The Class D Directors filed a Motion to Dismiss the Counterclaim on May 21, 2008, and Telos filed its opposition on June 6, 2008. The Class D Directors filed their reply memorandum on June 13, 2008. The hearing on the Motion to Dismiss was held on July 7, 2008. The Court has not yet ruled on this motion.

As previously reported in Section II of Item 4.01 of the Form 8-K filed on April 23, 2008, the Class D Directors, and those acting in concert with them, have repeatedly communicated with Reznick’s senior management and the engagement team. Such communications have been brought to the attention of the Audit Committee by the Reznick engagement team. In an effort to address the communications, the Board of Directors, at its April 2, 2008 meeting, advised the Class D Directors that their efforts were inconsistent with the Company’s corporate governance policy and practices regarding the Audit Committee and its engagement of independent auditors. Specifically, the Board of Directors and the Audit Committee requested that the Class D

Directors cease and desist their efforts to force upon the Company’s past and present independent auditors their self-interested attempts to change a specific accounting treatment of their ERPS obligations from that of a non-current liability to a current liability.

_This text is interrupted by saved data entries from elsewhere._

PR #442, opened 2023-04-25
Admin-Endpoint Testing

Atikpui007:
### Summary 

This pull request is the first step towards testing the Admin Endpoints

- [x] Tested POST 
- [x] Tested PUT
- [x] Tested GET
- [x] Tested Delete

To run this test suite run command : `npm run test:server`

### Test Plan
Screenshot 2023-04-25 at 16 44 04

### Notes 

- The `put` route was changed because there was no checking for non-existent IDs. If an ID did not exist it will populate the database instead of fail. I changed this to ensure only Admins in the database could be updated. 
- Testing was mainly done on Malformed, Non-Existent and Appropriate data
- Additional Test cases would be added to include more cases of Malformed data and Unauthorized access


harrisonchin2523 (changes requested):
Nice work on these tests Desmond, you were very thorough with the tests and you separated the data into another file which is also a plus. The only thing that I noticed is that when you test the retrieval of all admins, you don't check for what the endpoint returns, just that the res status was 200. Otherwise, once the drivers tests are updated with Enoch's PR, everything else looks good.

server/src/router/admin.ts
```diff
@@ -36,7 +36,12 @@ router.put('/:id', validateUser('Admin'), (req, res) => {
     params: { id },
     body,
   } = req;
-  db.update(res, Admin, { id }, body, tableName);
+
+  const Update = () => {
+    db.update(res, Admin, { id }, body, tableName);
```
pratyush1712, line 41: Thanks for noticing this. This is a problem with dynamoose: https://github.com/dynamoose/dynamoose/issues/259.
If I have to be nitpicky, I would recommend just making the Update an anonymous function, because this function is not used anywhere else, but thanks for resolving this issue!
```
db.getById(res, Admin, id, tableName, (result) => {
  db.update(res, Admin, { id }, body, tableName);
});
```

server/tests/admin-test-data.ts
```diff
@@ -0,0 +1,28 @@
+import express from 'express';
+
+// Basic Data: Appropriate Admin
+export const AdminRequest1 = {
```
pratyush1712, line 4: for now, could you just move all the data into the admin.test.ts file? currently, we don't have separate data files for other testing files. It's good to have a testing data folder, but we can incorporate that once we have all the tests merged in; otherwise, we would lose consistency across all the tests. up to you tho

pratyush1712 (commented):
Please incorporate Harrison's requested changes, it's required to make sure the data returned is correct. Otherwise, looks good to me!

Atikpui007:
Changes suggested by Harrison and Pratyush have been incorporated.

- Added extra test cases to handle edge cases. 
- Unauthorized access, Invalid data 
- Added expect block for `GET` all admins. Compares admins in the table to GET data. 

Changed the put request in `router/admin.ts` to make use of conditionalupdate as referenced in the issue Pratyush linked above. 

###Notes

The Class D Directors were advised by the Board of Directors that such conduct, as evidenced in their auditor communications was in violation of Section 303(a) of the Sarbanes-Oxley Act of 2002 (“SOX 303”) and Final Rule 13B2-2(b)(1). The Class D Directors would not respond (other than to state “no comment”) to numerous requests from Director Bernard Bailey and other directors as to the allegations of SOX 303 violations, as to the Board of Directors’ request to cease and desist such conduct and as to their bad faith and breach of fiduciary duty regarding their false and misleading disclosures of conflict of interest in their 2007 and 2008 director and officer questionnaires.

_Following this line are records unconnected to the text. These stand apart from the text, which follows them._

PR #443, opened 2023-04-26
Refectored Database to account for admin types

pratyush1712:
## Summary

Basing it off of @Enochen 's auth refactor branch, I have refactored the database to allow the users to specify types of admins: `sds-admin || redrunner-admin`

This pull request also fixes a lot of issues with creating new accounts: driver, admin, and both admin-driver.

## Refactored Database Schema
- The `Admin` model now contains an `isDriver` field that will be set to true if an employee is both a driver and an admin.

As previously reported on the Form 8-K filed on July 13, 2007, Goodman, the former independent accountants of the Company, had resigned effective July 24, 2007. Goodman also stated that it resigned because its independence was impaired. In particular, Goodman determined that it could no longer serve as the Company’s independent accountant because Hamot and Siegel had been elected to the Company’s Board of Directors effective June 18, 2007.

On March 28, 2008, Roark, Rearden & Hamot Capital Management, LLC (“RRHCM”), the general partner of Costa Brava Partnership III L.P. (of which Seth Hamot is the managing member), sent a letter to Goodman, in which it demanded that Goodman withdraw its audit opinion for the years 2006, 2005 and 2004. In addition, the letter threatened further legal action against Goodman, stating “Costa Brava reserves its right to bring claims against Goodman for any damages resulting from clean audit opinions relating to past or future financial statements.”

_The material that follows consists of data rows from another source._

PR #444, opened 2023-05-01
Implemented Loading Screen

RohitValiveti:
### Summary 

This is a UI change for when data is being fetched. I implemented a loading spinner for when data is being fetched and displayed it appropriately. Prior to this change, when a user's rides were being fetched, the "NoRidesView" was being displayed, even if a user has rides, but the API fetch had not yet finished. With this loading screen, a user will be able to differentiate between if the data is being loaded, if they have rides, or if they actually do not have rides.

This loading screen can also be reused in other areas of the codebase for when data is being loaded.

### Test Plan 

Nothing breaking.

### DIFF
--- a/frontend/src/pages/Rider/Schedule.tsx
+++ b/frontend/src/pages/Rider/Schedule.tsx
@@ -13,6 +13,7 @@ import AuthContext from '../../context/auth';
 import NoRidesView from '../../components/NoRidesView/NoRidesView';
 import RequestRideModal from '../../components/RequestRideModal/RequestRideModal';
 import Notification from '../../components/Notification/Notification';
+import LoadingScreen from '../../components/LoadingScreen/LoadingScreen';
 import styles from './page.module.css';
 
 const Schedule = () => {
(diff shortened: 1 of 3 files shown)


frontend/src/pages/Rider/Schedule.tsx
```diff
@@ -21,13 +22,17 @@ const Schedule = () => {
...
+  const [isLoading, setIsLoading] = useState<boolean>(true);
   const { id, user } = useContext(AuthContext);
   const { withDefaults } = useReq();
   document.title = 'Schedule - Carriage';
   const refreshRides = useCallback(() => {
     fetch(`/api/rides?rider=${id}`, withDefaults())
       .then((res) => res.json())
-      .then(({ data }) => componentMounted.current && setRides([...data]));
+      .then(({ data }) => {
+        componentMounted.current && setRides([...data]);
```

Subsequently, on May 23, 2008, Costa Brava filed its new Complaint against Goodman in the Circuit Court of the County of Fairfax, Virginia, alleging that Goodman filed false audit opinions with the SEC in Telos’ 2005 and 2006 Forms 10-K. To date, this complaint has been filed but not yet been served on Goodman.

Section 9 – Financial Statements and Exhibits


Item 9.01 Financial Statements and Exhibits


(d) Exhibits

The following exhibit is furnished as part of this report.


  99.1 Preliminary Injunction dated June 27, 2008


Pursuant to the requirements of the Securities Exchange Act of 1934, as amended, the registrant has duly caused this report to be signed on its behalf by the undersigned hereunto duly authorized.